*** Opening Material for the task ***

PR #272, opened 2018-03-11
Add Multi-GPU support

bryanlyon:
I added multi-GPU support to the new model layout.  Currently, Original is not tested (due to OOM on my 2x 4gb 970s).  LowMem is not tested with the current commit due to it not being available since the new pluginloader misses it.

This is essentially the same patch as #256 but modified for the new plugins.

GAN has been tested better with this patch due to it not failing horribly on my system.

Not every NN model has been added to multi-gpu support due to overhead and lack of improvement on small models.  This patch will benefit from larger batches, since a batch gets split across all GPUs.   (64 batch on 2 gpus will actually put 32 pictures on each GPU.)  Right now, this is not done automatically, because due to (slight) ram overhead, it might not properly double with the available memory.

### DIFF
--- a/lib/FaceLandmarksExtractor/FaceLandmarksExtractor.py
+++ b/lib/FaceLandmarksExtractor/FaceLandmarksExtractor.py
@@ -105,25 +105,26 @@ def get_pts_from_predict(a, center, scale):
     c += 0.5
     return [ transform (c[i], center, scale, a.shape[2]) for i in range(a.shape[0]) ]
 
-def initialize(scale_to=2048):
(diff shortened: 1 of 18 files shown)


Clorr:
Should I merge now, or do you want to add multi-gpu in iae before?

bryanlyon:
I could merge my patch for that model into this branch and have both closed at once if you want.

bryanlyon:
I see you've already merged the IAE.  I went ahead and just added it here.  It's ready to merge whenever you are.

PR #278, opened 2018-03-11
sorttool argument changes and added -by face 

iperov:
changed arguments
now valid arguments:
-by blur
-by hist (default)
-by face

'by face' helps sort faces extracted from internet photos

example:

-by hist:
fsviewer_2018-03-11_19-06-12

-by face:
fsviewer_2018-03-11_19-09-43

### DIFF
--- a/sorttool.py
+++ b/sorttool.py
@@ -5,6 +5,8 @@ import operator
 import numpy as np
 import cv2
 from tqdm import tqdm
+import face_recognition
+
 if sys.version_info[0] < 3:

*** Closing Material for the task ***

#### Aim of the exercise:
In the records, how many lines have the word "arguments" in them? Only the number is needed.

#### Reply to the task:
2